Les termes concernés par les différentes classifications ne bénéficient pourtant pas d'une définition unanimement admise, chaque ouvrage scientifique, chaque dictionnaire et, pour ainsi dire, chaque auteur ayant la sienne. Comme écrivait Small (1989) : « L'ironie est de constater que les spécialistes en classification biologique n'ont pas réussi à se doter d'une claire systématique et d'une claire nomenclature à l'intérieur de leur propre champ d'activité et de ses composants […]. »
De la diversité des classifications
C'est par l'observation des organismes vivants et par leur comparaison qu’ Homo sapiens a défini des taxons élémentaires correspondant souvent au genre et à l'espèce, eux-mêmes classés dans un système.
Liée à une culture, à un état d'avancement des connaissances, toute classification évolue avec les sociétés elles-mêmes. En outre le découpage conceptuel varie avec chaque langue (y compris les langues de métier), chaque civilisation ou spécialité ayant tendance à surestimer l'objectivité de sa pensée classificatrice.
Alors que la société traditionnelle se modifie peu, ou ne le fait que très lentement, c'est l'inverse pour les sociétés dites scientifiques, beaucoup plus changeantes et, par ailleurs, indépendantes les unes des autres, ce qui explique la multiplicité de classifications.
Classification populaire
Première en date, la parataxonomie remonte aux chasseurs-cueilleurs du Paléolithique.
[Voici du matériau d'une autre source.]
Issue #385, opened 2023-02-22
`phpstan` failing at nightly build


SagarGi:
### Description

`phpstan` pipeline is failing on nightly build and seems to be a hard failure. Needs some investigation regarding it.

```
Line   lib/Crypto/Encryption.php                                           
 ------ -------------------------------------------------------------------- 
  321    Comparison operation ">" between 0 and 0 is always false.           
         💡 Because the type is coming from a PHPDoc, you can turn off this   
            check by setting treatPhpDocTypesAsCertain: false in your        
            ./phpstan.neon.                                                  
 ------ -------------------------------------------------------------------- 


 [ERROR] Found 1 error                                                          

make: *** [Makefile:112: test-php-phpstan] Error 1
```

Failed Build: https://drone.owncloud.com/owncloud/encryption/2914/2/4

phil-davis:
`Installing phpstan/phpstan (1.10.1)`

https://github.com/phpstan/phpstan/releases/tag/1.10.1

1.10.0 and 1.10.1 were released in the last day. I think that they are reporting a "false positive". 

The code is:
`while (\strlen($data) > 0) {`

And it looks to me that `$data` is an ordinary string that can have a length greater than zero or equal to zero.

phil-davis:
I raised an issue with phpstan
https://github.com/phpstan/phpstan/issues/8938

phil-davis:
@SagarGi I will followup this. If the phpstan issue is not fixed quickly, then I will pin the `phpstan` version to a previous passing version. That will get CI to get past `phpstan` so that we can see if everything else passes.

SagarGi:
> @SagarGi I will followup this. If the phpstan issue is not fixed quickly, then I will pin the `phpstan` version to a previous passing version. That will get CI to get past `phpstan` so that we can see if everything else passes.

sure !!

PR #386, opened 2023-02-22
Pin phpstan to 1.9.18

phil-davis:
Related issue #385 

If we do not get any other fix quickly, we can pin phpstan to 1.9.18 (the version yesterday that passes)


phil-davis:
Let's merge this to get CI green. I just need an approval.

SagarGi (approved):
LGTM :+1:

PR #389, opened 2023-03-28
feat: drop setup of user based encryption

DeepDiver1975:


ownclouders:
:boom: Acceptance tests pipeline <strong>apiMasterKeys-latest-mysql8.0-php7.4</strong> failed. The build has been cancelled.

https://drone.owncloud.com/owncloud/encryption/2968/16

ownclouders:
:boom: Acceptance tests pipeline <strong>cliEncryption-latest-postgres9.4-php7.4</strong> failed. The build has been cancelled.

https://drone.owncloud.com/owncloud/encryption/2968/13

DeepDiver1975:
Yes. As soon as encryption is enabled and the encryption app is enabled as well master key is enabled as well.
Unless user key was already there before.

phil-davis:
https://drone.owncloud.com/owncloud/encryption/2971/6/5
```
There was 1 failure:

1) OCA\Encryption\Tests\Hooks\UserHooksTest::testLogin
Expectation failed for method name is "getAppValue" when invoked 1 time(s).
Method was expected to be called 1 times, actually called 0 times.
```

phil-davis:
Code looks good.

For support and regression testing, do we still want some way to create an oC10 install with user-key encryption?

For example, support is investigating some issue with a production installation somewhere and wants to try and reproduce the problem. How can the support team startup a test oC10, and enable encryption with user-key?

And as long as we still support user-key encryption, then we want to avoid accidentally introducing regressions. So it would be good t have some way that a test environment (preferably automated) can enable user-key encryption and then run the test suite (and/or some manual tests). 

Maybe it is as easy as:
```
\OC::$server->getAppConfig()->getValue("encryption", "userSpecificKey", "")
```
setting that app config value to 1, and "it will just happen"?

mrow4a:
@phil-davis I think user-key was deprecated in 10.7, which was very long ago. I think it is fair to stop testing it by now already.

mrow4a (approved):

mrow4a:
related https://github.com/owncloud/enterprise/issues/4939

PR #390, opened 2023-03-28
feat: php7.4 is minimum now

DeepDiver1975:


.drone.star
```diff
@@ -51,7 +51,6 @@ config = {
         "multipleVersions": {
             "phpVersions": [
                 DEFAULT_PHP_VERSION,
-                "7.3",
```
phil-davis, line 54: Actually you can remove the whole thing, and just say:
```
"phan": True,
```

Because it defaults to running just for `DEFAULT_PHP_VERSION`

PR #412, opened 2024-12-23
[tests-only][full-ci] skip master key test

ghost:
Master key test has been failing for a while now(which causes next test to fail). We could not figure out what caused the problem.
For now skipping test:
```
Scenario: user cannot access their file after recreating master key with re-login
```

so nightly is not red.
During debugging process, found out **core crash** is the reason behind flaky test, For more detail, visit this comment: https://github.com/owncloud/encryption/issues/409#issuecomment-2008636281

related issue: #409


amrita-shrestha (approved):
lgtm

C'est la classification populaire qui « primitivement » (et vernaculairement) a permis de distinguer les genres et les espèces. Elle conserve encore, de nos jours, son importance. Fondée sur des critères simples : l'apparence, les mœurs supposées, les cris, etc., elle ne s'embarrasse guère de données scientifiques. Devant l'inconnu, elle procède par extension ou assimilation : par exemple, la souris → la chauve-souris → le kiwi (couvert de poils, le kiwi était pour les Chinois assimilable à une souris végétale…). Toutefois, le mécanisme universel de l'assimilation et fondé sur une étape de l'observation se retrouve aussi dans la formation des noms scientifiques. La science des hommes n'étant, après tout, « qu'une suite d'erreurs… rectifiées » (Georges Becker).
Elle distingue de même les hiboux des chouettes, les crapauds des grenouilles, les rats des souris, etc., toutes espèces apparentées qui, dans l'esprit de certains, sont censées être maris et femmes. Ainsi le hibou serait le mâle de la chouette, le crapaud celui de la grenouille, le corbeau celui de la corneille, etc. Bien sûr, cela varie selon les langues et n’a, par exemple, aucun sens en anglais (dans Tom et Jerry, bien que ce soit une souris, Jerry est un mâle, comme le confirment de nombreux épisodes).
Les classifications populaires des plantes « ont une fonction opératoire en rapport avec des nécessités d'ordre cognitif (mise en ordre, mémorisation, repérage), mais aussi avec le rôle imparti à chaque plante dans les pratiques techniques et symboliques ».
Classification « primitive »
La vision ethnocentrique qui préjuge d'une supériorité de l'homme moderne sur le primitif est invalidée par de très nombreux travaux comparatifs en anthropologie moderne.
Ces études montrent en effet que, dans tous les cas où l'homme prétendu « primitif » ou sauvage (pour son économie de subsistance) est resté intégré à son milieu, son sens aigu d'observation et sa pleine conscience des rapports entre la vie animale et végétale, qui ne laissent pas d'étonner les scientifiques, constitue une science considérable.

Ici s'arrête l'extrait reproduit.